The hefty capital spend led to a cash outflow of nearly £24m last year, of which £4m was at the trading level. But the rights call left net cash of £20.6m at the year-end, of which £7m has since been spent on a Spanish acquisition.

Earnings per share rose from 20.7p to 26.3p. Although they remain short of the 28.5p they reached at their peak in the late 1980s, Sandy Morris of NatWest Securities believes that is within sight in the current year, based on his unchanged profit forecast of £61m. The outlook remains heavily dependent on the car market, which Mr Arnott warns could soften this year, although not significantly.

The shares, up 8p to 344p yesterday, stand on a prospective price-earnings ratio of 12. That looks reasonable value, given the quality of the company.

The profits of prudence

An investment of £1,000 in Hewden-Stuart shares 20 years ago would be worth more than £28,000 now - even if you had spent the dividends as they were paid. With the income reinvested, the plant hirer would have been a stupendous investment over the past two decades.

Sir Matthew Goodwin, former grandee of the Scottish Tory party and one of the most astute businessmen around, bows out at the next annual meeting, and he will be pleased to do so on the back of another stunning set of results.

Pre-tax profits in the year to January rose 82 per cent to £34.8m from a 30 per cent increase in sales. After a 50 per cent jump in earnings per share, the dividend, which has been increased 47 times since 1968, was raised a prudent 15 per cent to 3.325p.

It is becoming a familiar refrain, but Hewden continues to benefit from its brave decision during the recession to carry on investing heavily in plant when the rest of the industry was hoping to ride out the storm by cutting back on capital expenditure.

As a result of spending £120m in the last two years, a quarter of Hewden's fleet of construction equipment and cranes is now less than a year old.

That gives it a huge advantage over competitors which have been spending at nothing like that rate and are subsequently lumbered with ageing fleets just as demand is rising.

Interestingly, that demand is not just the result of improving markets - in fact some statistics suggest that the construction market in the UK is actually in fairly sharp decline thanks to government spending cuts in the roads programme. It is more a result of businesses, from Shell to ICI to the small local housebuilder, tending to rent equipment rather than buy at a time when markets are so uncertain.
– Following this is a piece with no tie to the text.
PR #1704, opened 2016-06-03
One fix to CC2538 hardware security

kkrentz:
First, I adapted the `cc2538_aes_128_driver` to reboot if an error occurs. I also considered handling errors, but I think that this would result in a lot of rarely tested code. After all, I have never actually encountered errors when calling `cc2538_aes_128_driver`. Nevertheless, I am afraid that an attacker may provoke errors and then bad things may happen.

### DIFF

But the strength of Hewden, and why its shares have performed so well over the years, is its financial prudence. All the heavy capital spending of the past two years has been funded from cash flow and even after the shopping spree borrowings are a negligible £800,000.

New plant is always paid for with cash, ensuring better prices, and it is depreciated from day one, in contrast to the many less careful companies that have paid the price through the building slump.

The shares, up 6p yesterday to 169p, stand on a prospective p/e multiple of 13. Given the quality of Hewden's earnings that is good value.

Vision is one

for the brave

Despite the chequered history of high-technology companies venturing onto the stock market, they keep on coming.

The latest, which looks no safer than the others, is Vision Group, formed in 1990 to exploit miniature camera technology developed at Edinburgh University. The basis of the technology is a video camera embedded on a microchip.

Vision is offering 5.15 million shares - 16.7 per cent of the equity - at 97p, raising £4.5m. The placing will capitalise the company at £30m, which is a rich price, given the track record.

Pre-tax profits of £93,000 in 1992 were followed by losses in the two subsequent years. Losses in the first six months of the year to January were £638,000, which compares with a deficit of £722,000 for the whole of1993-94.

Vision's board sports some big names from the past. James Millar, the head of the retailer Wm Low until its takeover by Tesco last year, sits in the chair and Hermann Hauser, co-founder of Acorn Computer, is also a director.

Donnelly Corporation, a US automotive components maker, has a minority stake and there are hopes the camera has uses in cars and toys. But this issue is only for the brave.